To set a group disk quota, 1. Confirm the file system to support and enable the mount option; 2. Remount or restart to make the configuration take effect; 3. Initialize the quota database; 4. Use edquota or xfs_quota to set group restrictions; 5. Enable quota and check the usage regularly. Specific operations include editing /etc/fstab to add usrquota, grpquota parameters, using quotacheck or xfs_quota to generate database files, setting soft and hard limits through edquota-g, running quotaon to enable quota, and viewing reports through repquota or xfs_quota. It is recommended to configure timed tasks to monitor quota status.

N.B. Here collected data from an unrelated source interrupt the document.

PR #122, opened 2019-09-14
Selector parser option to extend permissible values.

nellamad:
## PR Summary

Implemented a parser option to extend the set of permissible chars/runes that can be matched against a value.  This is done by passing along a set of additionally permissible runes as optional parameters to the pre-existing validation methods.

We have a use case for this in smoke signal in which we'd like to match against labels that may contain an asterisk in its value.

 - **Type:** Features
 - **Issue Link:** https://blendlabs.atlassian.net/browse/INFRADEV-1862


wcharczuk:
i would not litter the predicate types with the maps as you have done, i would add an exported field to `Parser` that contains the rune array of possible values, and a corresponding option to set it. I would add a `RunsetOrDefault()` function that nil coalesces that field on the parser with the defaults, and then use that when checking the values.

nellamad:
I've updated the signature for `Selector.Validate()` to take an optional list of permitted values.  Adding a default runeset would require enumerating all of the runes that are currently validated against ranges of rune values. e.g. see `selector.isAlpha` and `selector.isSymbol`.  Should we still go that route?  I don't quite see the benefit.

selector/and.go
```diff
@@ -16,9 +16,9 @@ func (a And) Matches(labels Labels) bool {
 }
 
 // Validate validates all the selectors in the clause.
-func (a And) Validate() (err error) {
+func (a And) Validate(permittedValues ...map[rune]bool) (err error) {
```
wcharczuk: please make this an options object so we can just change that object if we need to add stuff later.

nellamad: good point

nellamad:
I reverted all of the selector changes.  The only thing left is the parser option to recognize `*` as a value instead of an operator.

selector/option.go
```diff
@@ -7,3 +7,16 @@ type Option func(p *Parser)
 func SkipValidation(p *Parser) {
 	p.skipValidation = true
 }
+
+// OptPermittedValues is an option to extend the set of symbols that are valid in name values
+func OptPermittedValues(permitted []rune) Option {
```
wcharczuk: Can we change this to be clearer about the intent; `OptExtraAlphas` and make it a variadic argument (i.e. `...rune`)

selector/util.go
```diff
@@ -48,6 +48,8 @@ const (
 	CarriageReturn = rune('\r')
 	// NewLine is a common rune.
 	NewLine = rune('\n')
+	// Asterisk is a common rune.
+	Asterisk = rune('*')
```
wcharczuk: Can you make this `Star`

selector/parser.go
```diff
@@ -27,7 +27,8 @@ type Parser struct {
 	// m is an optional mark
 	m int
 
-	skipValidation bool
+	skipValidation  bool
+	permittedValues map[rune]bool
```
wcharczuk: can we change this to `ExtraAlphas` and export `SkipValidation`, i.e. make it uppercase)

PR #123, opened 2019-09-18
request method variants with custom HTTP clients

afnanenayet:
## PR Summary

This extends some of the methods found in request so that users can supply their own HTTP clients which enables things like preventing requests from following redirects, and also allows you to expose all of the options from the go stdlib for HTTP requests.

 - **Type:** Improvements
 - **Issue Link:** n/a

#### Reviewers:


request/request.go
```diff
@@ -829,6 +883,26 @@ func (r *Request) BytesWithMeta() ([]byte, *ResponseMeta, error) {
 	return bytes, resMeta, nil
 }
 
+// BytesWithMetaClient fetches the response as bytes with meta, allowing the
+// user to supply a custom http client.
+func (r *Request) BytesWithMetaClient(client *http.Client) ([]byte, *ResponseMeta, error) {
```
nellamad: I would define a `WithClient` method to mutate the request object to stay consistent with this go-sdk version's style of adding options. (e.g. see `WithTracer` and `WithRequestHandler`).

afnanenayet: We could modify the `Request` struct so it holds an `http.Client`, which would be a more invasive change. The reason we can't currently just expose an option right now is because the client struct is hardcoded inside the function.

Because this is a change that would only be for v2 to support a tool that's going to be migrated to v3, I'm not sure how much effort is worth putting into this change, since modifying more things potentially breaks more things.

@wcharczuk thoughts?

wcharczuk: i'm with allen on, this, i would either define a `WithClient` fluent method or add a very tactical `WithRedirectHandler` method that sets the field on the client reference created when the response is fetched

PR #127, opened 2019-09-24
Changes resulting from the work on blend/jobkit

wcharczuk:
## PR Summary

This PR overhauls the `jobkit` package and it's resulting `job` cli utility. It also makes a number of changes to the underlying `cron` package to enable some extra functionality like stats and history persistence.

 - **Type:** Features

#### Reviewers:


cron/job_invocation.go
```diff
@@ -2,31 +2,109 @@ package cron
...
+		State:          JobInvocationStateRunning,
+		JobName:        jobName,
+		Output:         output,
+		OutputHandlers: handlers,
+		Done:           make(chan struct{}),
 	}
 }
 
 // JobInvocation is metadata for a job invocation (or instance of a job running).
 type JobInvocation struct {
```
wcharczuk: one quick note: we put the output buffer and handlers here because they will eventually get serialized as history and it's nice to have the output as part of the history

bufferutil/buffer.go
```diff
@@ -0,0 +1,68 @@
...
+
+	// called outside critical section
+	if b.Handler != nil {
+		// call the handler with the chunk.
+		b.Handler(chunk)
+	}
+	return
+}
+
+// Bytes rerturns the bytes written to the writer.
```
mat285: `returns` typo

configutil/parse.go
```diff
@@ -23,6 +24,27 @@ type Parser struct {
...
+	value, err := p.Source.String()
+	if err != nil {
+		return nil, err
+	}
+	if value == nil {
+		return nil, nil
+	}
+	var parsed bool
+	switch strings.ToLower(*value) {
+	case "1", "true", "on", "yes":
```
mat285: should we add `enabled` ?

mat285: Also may want to list the valid values somewhere since its unclear without reading the code

cron/job_config_test.go
```diff
@@ -0,0 +1,33 @@
+package cron
+
+import (
+	"testing"
+	"time"
+
+	"github.com/blend/go-sdk/ref"
+
```
mat285: rm space

cron/job_interfaces.go
```diff
@@ -0,0 +1,133 @@
...
+/*
+A note on the naming conventions for the below interfaces.
+
+MethodName[Receiver|Provider] is the general pattern.
+
+"Receiver" indicates the function will be called by the manager.
+
+"Proivder" indicates the function will be called and is expected to return a specific value.
+
+They're mostly the same except
```
mat285: except what

cron/job_invocation.go
```diff
@@ -2,31 +2,109 @@ package cron
...
+	ji.ID = values.ID
+	ji.JobName = values.JobName
+	ji.Started = values.Started
+	ji.Finished = values.Finished
+	ji.Cancelled = values.Cancelled
+	ji.Timeout = values.Timeout
+	ji.Elapsed = values.Elapsed
+	ji.State = values.State
+	if values.Error != "" {
+		ji.Err = errors.New(values.Error)
```
mat285: why errors instead of ex

cron/job_manager.go
```diff
@@ -115,20 +125,20 @@ func (jm *JobManager) IsJobDisabled(jobName string) (value bool) {
...
 
-// IsJobRunning returns if a task is currently running.
+// IsJobRunning returns if a job is currently running.
 func (jm *JobManager) IsJobRunning(jobName string) (isRunning bool) {
 	jm.Lock()
 	defer jm.Unlock()
 
 	if job, ok := jm.Jobs[jobName]; ok {
-		isRunning = job.Current != nil
+		isRunning = !job.Idle()
```
mat285: This seems to be a different idea of "running". Seems like it used to be is the job "currently executing" vs "not idle"

cron/job_scheduler_option.go
```diff
@@ -14,8 +14,3 @@ func OptJobSchedulerTracer(tracer Tracer) JobSchedulerOption {
 func OptJobSchedulerLog(log logger.Log) JobSchedulerOption {
 	return func(js *JobScheduler) { js.Log = log }
 }
-
-// OptJobSchedulerConfig sets the job scheduler config.
-func OptJobSchedulerConfig(hc Config) JobSchedulerOption {
```
mat285: Meant to delete?

examples/reverseproxy/main.go
```diff
@@ -0,0 +1,45 @@
...
+	"github.com/blend/go-sdk/logger"
+	"github.com/blend/go-sdk/r2"
+	"github.com/blend/go-sdk/reverseproxy"
+	"github.com/blend/go-sdk/webutil"
+)
+
+func main() {
+	log := logger.Prod()
+
+	_, err := r2.New("https://sentry.k8s.tools.blend.com").CopyTo(os.Stdout)
```
mat285: this fine being public?

configutil/parse.go
wcharczuk: moved to a central function in `stringutil`

cron/job_invocation.go
wcharczuk: when we're unmarshalling we just want to trivially wrap this as an error, i'm not sure we want to do a full ex.Unmarshal

cron/job_scheduler_option.go
wcharczuk: yeah job schedulers don't have configs

examples/reverseproxy/main.go
wcharczuk: that was from a different pr, agreed it shouldn't be public

cron/job_manager.go
wcharczuk: they're effectively the same thing, it's just the name is clearer

env/util.go
```diff
@@ -13,7 +13,7 @@ import (
 func mustParseBool(str string) bool {
 	strLower := strings.ToLower(str)
 	switch strLower {
-	case "true", "1", "yes":
+	case "true", "1", "yes", "enabled":
```
mat285: Nit: Can you use `parseBool` to implement `mustParseBool` instead of duplicating conditionals?

env/util.go
```diff
@@ -22,9 +22,9 @@ func mustParseBool(str string) bool {
 func parseBool(str string) (bool, error) {
 	strLower := strings.ToLower(str)
 	switch strLower {
-	case "true", "1", "yes":
+	case "true", "1", "yes", "enabled":
```
mat285: actually second q, why is this not using stringutil?

wcharczuk: because i didn't save the file, good catch

cron/job_scheduler.go
```diff
@@ -550,7 +558,9 @@ func (js *JobScheduler) Enabled() bool {
 
 // Idle returns if the job is not currently running.
 func (js *JobScheduler) Idle() (isIdle bool) {
+	js.Lock()
 	isIdle = js.Current == nil
+	js.Unlock()
```
mat285: v small thing, but defer js.Unlock() for consistency?

cron/job_scheduler_stats.go
```diff
@@ -0,0 +1,19 @@
...
+type JobSchedulerStats struct {
+	JobName        string        `json:"jobName"`
+	SuccessRate    float64       `json:"successRate"`
+	OutputBytes    int           `json:"outputBytes"`
+	RunsTotal      int           `json:"runsTotal"`
+	RunsSuccessful int           `json:"runsSuccessful"`
+	RunsFailed     int           `json:"runsFailed"`
+	RunsCancelled  int           `json:"runsCancelled"`
+	RunsTimedOut   int           `json:"runsTimedOut"`
+	ElapsedMax     time.Duration `json:"elapsedMax"`
```
mikes-blend: Why are we tracking all this in code instead of just plugging execution time into a histogram and letting DD figure it out?

mat285: I'm assuming for the jobkit ui and for those that don't use dd

wcharczuk: yeah it's because this is meant to be self contained and these are pretty easy to calculate

cron/job_scheduler.go
wcharczuk: saves a stack frame for the defer

PR #132, opened 2019-09-30
Removes webutil/request_sender, switches slack to use r2

wcharczuk:
## PR Summary

* Removes webutil/request_sender, switches slack to use r2.
* Adds event source helper for writing event source output

 - **Type:** Internal

#### Reviewers:


slack/webhook_sender.go
```diff
@@ -5,10 +5,11 @@ import (
 	"encoding/json"
 	"io/ioutil"
 
+	"github.com/blend/go-sdk/r2"
```
mat285: move this into the right import block

PR #134, opened 2019-10-04
Coverage CLI Tweaks

wcharczuk:
## PR Summary

Adds ability to specify path roots in `./...` format. Switches include and exclude statements to be arrays (i.e. you can specify more than one). Also allows the `-race` flag now.

One caveat, you must invoke it with `./...` args last, i.e.:

```bash
> coverage -race -timeout=10s --include="*.go" --exclude="_testdata/*" ./yaml/... ./stats/...
```

Should be strictly backwards compatible.

 - **Type:** Improvements

#### Reviewers:


cmd/coverage/main.go
```diff
@@ -34,31 +34,114 @@ const (
...
 var coverprofile = flag.String("coverprofile", "coverage.cov", "the intermediate cover profile.")
 var keepCoverageOut = flag.Bool("keep-coverage-out", false, "if we should keep coverage.out")
 var v = flag.Bool("v", false, "show verbose output")
 
-func verbose() bool {
-	if v != nil && *v {
-		return true
+var (
+	includes paths
+	excludes paths
```
dhermes: Sidebar: There is a local in `main()` called `paths` and a type called `paths`

cmd/coverage/main.go
```diff
@@ -89,17 +172,21 @@ func getPackageCoverage(currentPath string, info os.FileInfo, err error) (string
 		return "", nil
 	}
 
-	if len(*include) > 0 {
-		if matches := globAnyMatch(*include, currentPath); !matches {
-			vf("`%s` skipping dir; include no match: %s", currentPath, *include)
-			return "", nil
+	if len(includes) > 0 {
```
dhermes: The length check is superfluous, if empty, the range will no-op (similar for line 184)

cmd/coverage/main.go
```diff
@@ -89,17 +172,21 @@ func getPackageCoverage(currentPath string, info os.FileInfo, err error) (string
...
+		for _, include := range includes {
+			if matches := globAnyMatch(include, currentPath); !matches { // note the !
+				vf("`%s` skipping dir; include no match: %s", currentPath, include)
```
dhermes: Use `%q` instead of backticks around `%s`?

cmd/coverage/main_test.go
```diff
@@ -28,13 +29,13 @@ func TestGlob(t *testing.T) {
...
 }
+
 func TestGlobAnyMatch(t *testing.T) {
 	assert := assert.New(t)
 
 	assert.False(globAnyMatch("", "testo"))
 	assert.True(globAnyMatch("*", "testo"))
-	assert.True(globAnyMatch("x,testo", "testo"))
-	assert.False(globAnyMatch("x,y", "testo"))
+	assert.False(globAnyMatch("x", "testo"))
```
dhermes: `globAnyMatch()` hasn't changed, but our need for it to account for commas **has** changed. I think we can safely delete it.

cmd/coverage/main.go
```diff
@@ -89,17 +172,21 @@ func getPackageCoverage(currentPath string, info os.FileInfo, err error) (string
 		return "", nil
 	}
 
-	if len(*include) > 0 {
-		if matches := globAnyMatch(*include, currentPath); !matches {
-			vf("`%s` skipping dir; include no match: %s", currentPath, *include)
-			return "", nil
+	if len(includes) > 0 {
+		for _, include := range includes {
+			if matches := globAnyMatch(include, currentPath); !matches { // note the !
```
dhermes: This should just be `glob(inlcude, currentPath)`? Ditto on 186

cmd/coverage/main.go
```diff
@@ -29,36 +29,120 @@ var (
...
-}
+	fmt.Fprintf(fullCoverageData, "mode: %s\n", *covermode)
 
-func verrf(format string, args ...interface{}) {
-	if verbose() {
-		fmt.Fprintf(os.Stderr, "coverage :: err :: "+format+"\n", args...)
+	paths := flag.Args()
+
+	if len(paths) == 0 {
+		paths = []string{"./..."}
```
dhermes: `"." + expand`?

dhermes:
Ping me when `cron` COVERAGE collision is handled?

PR #136, opened 2019-11-06
Adds etags for web static cached results

wcharczuk:
## PR Summary

Adds etag functionality to the static file server in cached mode.

 - **Type:** Improvements

#### Reviewers:


web/static_file_server.go
```diff
@@ -127,6 +130,13 @@ func (sc *StaticFileServer) ServeFile(r *Ctx, filePath string) Result {
 
 	finfo, err := f.Stat()
 	if err != nil {
+		if os.IsNotExist(err) {
```
dhermes: 1. This change seems unrelated to the ETag change?
1. These lines are identical to 155-167, thoughts on factoring out?

webutil/etag.go
```diff
@@ -0,0 +1,18 @@
...
+
+	"github.com/blend/go-sdk/ex"
+)
+
+// ETag creates an etag for a given blob.
+func ETag(contents []byte) (string, error) {
+	hash := md5.New()
+	_, err := hash.Write(contents)
+	if err != nil {
+		return "", ex.New(err)
```
dhermes: Seems quite challenging to cook up a `contents` that will trigger this branch?

mat285: This actually never will return an error according to the docs so feel free to not check it https://golang.org/pkg/hash/

mat285: It only has it in the spec because of `io.Writer`

webutil/etag.go
```diff
@@ -3,16 +3,11 @@ package webutil
...
 // ETag creates an etag for a given blob.
-func ETag(contents []byte) (string, error) {
+func ETag(contents []byte) string {
 	hash := md5.New()
-	_, err := hash.Write(contents)
-	if err != nil {
-		return "", ex.New(err)
-	}
-	return hex.EncodeToString(hash.Sum(nil)), nil
+	hash.Write(contents)
```
dhermes: ISTM `_, _ = hash.Write(contents)` is the better move here, with a comment explaining why it's safe to ignore the error.

If we ever decide to integrate [`errcheck`][1] into CI (which I highly recommend) this will get flagged.

[1]: https://github.com/kisielk/errcheck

If you want to know the network connection on your current computer, you can view it through the command line tool; use netstat-ano on Windows to view all connections and PIDs, use ss-tulnp and lsof-i-P to obtain detailed information, and can also be monitored in real time through graphical interface tools such as resource monitor, nethogs, etc.

To create an LVM volume group, you must first prepare a physical volume (PV) and then create a VG. 1. Use pvcreate to initialize the hard disk or partition into PV, such as pvcreate/dev/sdb1; 2. Use the vgcreate command to combine one or more PVs into VG, such as vgcreatemy_volume_group/dev/sdb1/dev/sdc1; 3. You can customize the PE size through the -s parameter and use vgdisplay to view information; 4. You can dynamically expand VG in the future and add a new PV using vgextend; 5. Before deleting VG, you must confirm that there is no LV and delete it with vgremove.

The steps to configure an NFS server are as follows: 1. Install the nfs-utils or nfs-kernel-server package; 2. Start and enable nfs-server and related RPC services; 3. Edit /etc/exports to configure shared directories and permissions, such as rw, ro, sync, etc.; 4. Execute exportfs-a and open the firewall port; 5. The client uses the mount command to mount or configure fstab to achieve automatic mount; Common problems include permission control, ID mapping, RPC service not being started and configuration not being refreshed, and needs to be checked in conjunction with logs.